When most engineers hear "monolith," they picture a sprawling, tangled codebase. A single file with 10,000 lines. Functions that reach across the entire system. Tests that break when you rename a variable three folders away.
That image is real, but it describes bad code, not monoliths. I've seen microservices just as tangled, except the mess was distributed across six repositories and three message queues. A monolith is a deployment decision: your application runs as a single process instead of being split into dozens of independently deployed services. Whether your code is well-structured has nothing to do with how it deploys.
What Makes a Monolith Modern
The monoliths I see teams build today have clear module boundaries, domain-driven structure, and explicit interfaces between components. A well-structured Node.js application using Fastify has modules for billing, user management, and notifications. Each has its own domain logic, data access layer, and tests. They just happen to run in the same process and share a database connection pool.

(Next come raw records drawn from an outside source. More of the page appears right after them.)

PR #201, opened 2017-06-28
(PCP-735) Allow disconnect to resolve

MikaelSmith:
Introduce a small wait after receiving the on-close message to ensure
the websocket object registers that the connection is closed.

### DIFF
--- a/.travis.yml
+++ b/.travis.yml
@@ -4,9 +4,10 @@ lein: 2.7.1
 jdk:
   - oraclejdk8
 script:
-  - lein test
-  - lein with-profile test-schema-validation test
-  - chmod +x $TRAVIS_BUILD_DIR/ext/travisci/secscan.sh
-  - $TRAVIS_BUILD_DIR/ext/travisci/secscan.sh "$TRAVIS_BUILD_DIR/src" "clj" "clojure.core/read-string"
+  - lein $TEST_OPTIONS test
+  - if [ "$TEST_OPTIONS" = "" ]; then ./ext/travisci/secscan.sh src clj "clojure.core/read-string"; fi
+env:
+  - TEST_OPTIONS=""
+  - TEST_OPTIONS="with-profile test-schema-validation"
 notifications:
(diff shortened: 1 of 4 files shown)


test/integration/puppetlabs/pcp/broker/controllers_test.clj
```diff
@@ -57,31 +57,47 @@
                       :target agent-uri
                       :data "Hello"}))
 
+(defn verify-response
+  [response message_type message expected]
```
mruzicka: I'm not a huge fan of factoring out of assertions into functions called from different places as it makes running/debugging of the tests in IntelliJ IDE less convenient / transparent.
But that's just my preference ...

test/integration/puppetlabs/pcp/broker/controllers_test.clj
```diff
@@ -57,31 +57,47 @@
                       :target agent-uri
                       :data "Hello"}))
 
+(defn verify-response
```
mruzicka: I'm not a huge fan of factoring out of assertions into functions called from different places as it makes debugging of the tests in IntelliJ IDE less convenient / transparent.
But that's just my preference ...

MikaelSmith: Do you know any way to reuse code? I have the same dislike as well, but couldn't come up with something better. I guess I could remove that refactor.

MikaelSmith: Removed them.

.travis.yml
```diff
@@ -4,9 +4,10 @@ lein: 2.7.1
 jdk:
   - oraclejdk8
 script:
-  - lein test
-  - lein with-profile test-schema-validation test
-  - chmod +x $TRAVIS_BUILD_DIR/ext/travisci/secscan.sh
```
mruzicka: This was discarded, is it not necessary?

PR #204, opened 2017-08-22
(PCP-777) Reject connections before websocket upgrade

MikaelSmith:
Accepting websocket upgrades before rejecting the connection causes
clients to get a successful connection before it immediately disappears.
It's difficult to distinguish that this is a configuration issue - vs a
broker going away - to determine whether the client should immediately
attempt to reconnect and get a new broker from the load balancer, or
delay reconnects.

Update the broker to reject connections immediately - by disabling the
routing handler - rather than accepting a websocket upgrade before
disconnecting.

### DIFF
--- a/src/puppetlabs/pcp/broker/core.clj
+++ b/src/puppetlabs/pcp/broker/core.clj
@@ -459,6 +459,28 @@
        (= (set (keys @(:controllers broker)))
           (set (keys (:warning-bin @(:database broker)))))))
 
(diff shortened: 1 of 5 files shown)


nicklewis:
This change looks good to me, but I want to do some thorough testing to make sure it's free of race conditions.

nicklewis:
I tried this out a bit and it seems fine. I'm less concerned about it than I was earlier, after remembering there's a 90 second grace period before agents get dropped / handlers get closed, which means the possibility of this flapping wildly isn't realistic.

PR #205, opened 2017-08-22
(PCP-491) Make max message size configurable

MikaelSmith:
Adds a `pcp-broker.max-message-size` configuration option that
configures the max binary message size for WebSocket sessions. This
would allow large messages to be sent by clients.


nicklewis:
This doesn't seem to solve the problem I was seeing...

MikaelSmith:
We should figure that out.

nicklewis:
The commit message is wrong now (mentions binary).

MikaelSmith:
Fixed.

PR #209, opened 2018-01-03
(maint) Use artifactory instead of nexus

sarameisburger:
We are making the change from nexus to artifactory


sarameisburger:
Will be merged up. Closing.

PR #217, opened 2019-02-21
(PCP-862) Use disconnect rather than close

lucywyman:
This changes closing the pcp connection behavior to use disconnect in place of close, in hopes that disconnect will stop the connection more quickly and reduce the number of file descriptors opened by pcp at any given time.

### DIFF
--- a/project.clj
+++ b/project.clj
@@ -13,7 +13,7 @@
   ;; requires lein 2.2.0+.
   :pedantic? :abort
 
-  :parent-project {:coords [puppetlabs/clj-parent "2.0.0"]
+  :parent-project {:coords [puppetlabs/clj-parent "2.6.4"]
                    :inherit [:managed-dependencies]}
 
   :dependencies [[org.clojure/clojure]
--- a/src/puppetlabs/pcp/broker/core.clj
+++ b/src/puppetlabs/pcp/broker/core.clj
@@ -537,7 +537,8 @@
                         ;; 2 : remote address of connection
                         #(i18n/trs "Node with URI {0} already associated with connection {1} {2}."
                           (:uri %) (:commonname %) (:remoteaddress %)))
-             (websockets-client/close! (:websocket old-conn) 4000 (i18n/trs "Superseded.")))
+             (websockets-client/close! (:websocket old-conn) 4000 (i18n/trs "Superseded."))
+             (websockets-client/disconnect (:websocket old-conn)))
            (websockets-client/idle-timeout! ws (* 1000 60 15))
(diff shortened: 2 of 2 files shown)


src/puppetlabs/pcp/broker/core.clj
```diff
@@ -537,7 +537,7 @@
                         ;; 2 : remote address of connection
                         #(i18n/trs "Node with URI {0} already associated with connection {1} {2}."
                           (:uri %) (:commonname %) (:remoteaddress %)))
-             (websockets-client/close! (:websocket old-conn) 4000 (i18n/trs "Superseded.")))
```
MikaelSmith: Part of how we identified an issue was the `Superseded` messages. I'd like to preserve that somehow. Did `close!` then `disconnect` not work?

Maybe the log message is enough.

project.clj
```diff
@@ -22,7 +22,7 @@
                  [puppetlabs/trapperkeeper]
                  [puppetlabs/trapperkeeper-authorization]
                  [puppetlabs/trapperkeeper-metrics]
-                 [puppetlabs/trapperkeeper-webserver-jetty9]
+                 [puppetlabs/trapperkeeper-webserver-jetty9 "2.4.0"]
```
MikaelSmith: We'll want to update this in clj-parent sooner rather than later.

MikaelSmith: And we'll have to get the right version in pe-orchestration-services and pe-puppetserver.

src/puppetlabs/pcp/broker/core.clj
MikaelSmith: If this works as effectively as our testing with just disconnect, 👍

project.clj
lucywyman: Ahh, I didn't realize that's where it updated! Thanks!

lucywyman:
https://github.com/puppetlabs/pcp-broker/blob/master/test/integration/puppetlabs/pcp/broker/subscription_test.clj#L157 This is the line that's hanging. Still trying to figure out why....

MikaelSmith:
Could that test somehow have been superseded by another connection?

lucywyman:
https://github.com/eclipse/paho.mqtt.java/issues/330#issuecomment-448568449 I think this is what's happening? The connection hasn't been fully established, so when it tries to disconnect it hangs

MikaelSmith:
Why would hang during disconnect cause it to hang at `deref @subscription-finished`?

lucywyman:
:tada:

PR #218, opened 2019-02-28
(PCP-862) Remove `close!` call before disconnecting

lucywyman:
This removes the `close!` call before disconnecting a superseded connection. It was originally left to preserve the code and reason in logging, but appeared to leave unused sockets open, consuming resources even when disconnect was called. Using just `disconnect` frees the resources, and we determined there was already sufficient logging of pxp-agents being superseded to lose the 'Superseded' message.

### DIFF
--- a/CHANGELOG.md
+++ b/CHANGELOG.md
@@ -1,3 +1,8 @@
+## 1.5.3
+
+This is a maintenance release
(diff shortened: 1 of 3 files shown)


MikaelSmith:
I think we should include something about Close leaving unused sockets open as a rationale for preferring disconnect over close. I wish I had a clearer explanation though.

PR #222, opened 2019-08-28
(maint) Add bouncycastle to integration profile

branan:
This adds the bouncycastle dependency to the `:integration` profile just as it is part of the `:dev` profile. It also creates a new `:internal-integration` which allows the `:integration` profile to be used alongisde the mirrors specified in `:internal-mirrors`.


jonathannewman:
LGTM! Yes

PR #227, opened 2020-07-13
(maint) Allow adjusting the idle timeout and lower its default

justinstoller:
pcp-broker appears to have hang on to SSLContexts and connections longer than necessary in dynamic environments where agents frequently come and go. While idle-timeout is most likely not contributing significantly to that, it seems like a simple thing to lower and help in a small way.

### DIFF
--- a/src/puppetlabs/pcp/broker/core.clj
+++ b/src/puppetlabs/pcp/broker/core.clj
@@ -490,7 +490,7 @@
    Broker service is not running or if the client common name is not obtainable
    from its cert. Otherwise set the idle timeout of the WebSocket connection
    to 15 min."
-  [{:keys [max-connections] :as broker} codec ws]
+  [{:keys [max-connections idle-timeout] :as broker} codec ws]
   (time!
    (:on-connect (:metrics broker))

When DHH describes Basecamp serving millions of users across six platforms with 12 programmers, he's describing a system with clear structure that happens to deploy as one unit. Local reasoning and transactional consistency without the operational cost of distributed systems.
How We Got Here
Stories from Netflix, Amazon, and Uber became the architectural playbook for an entire generation of engineers. Those companies had thousands of engineers, extreme load, and genuine coordination problems. Microservices let independent teams deploy on independent timelines without stepping on each other.
But copying that pattern without those constraints creates problems it was never meant to solve. Martin Fowler's research on the MonolithFirst pattern shows this clearly: successful microservice stories almost always started with a monolith that grew too large, while systems built as microservices from scratch often struggled.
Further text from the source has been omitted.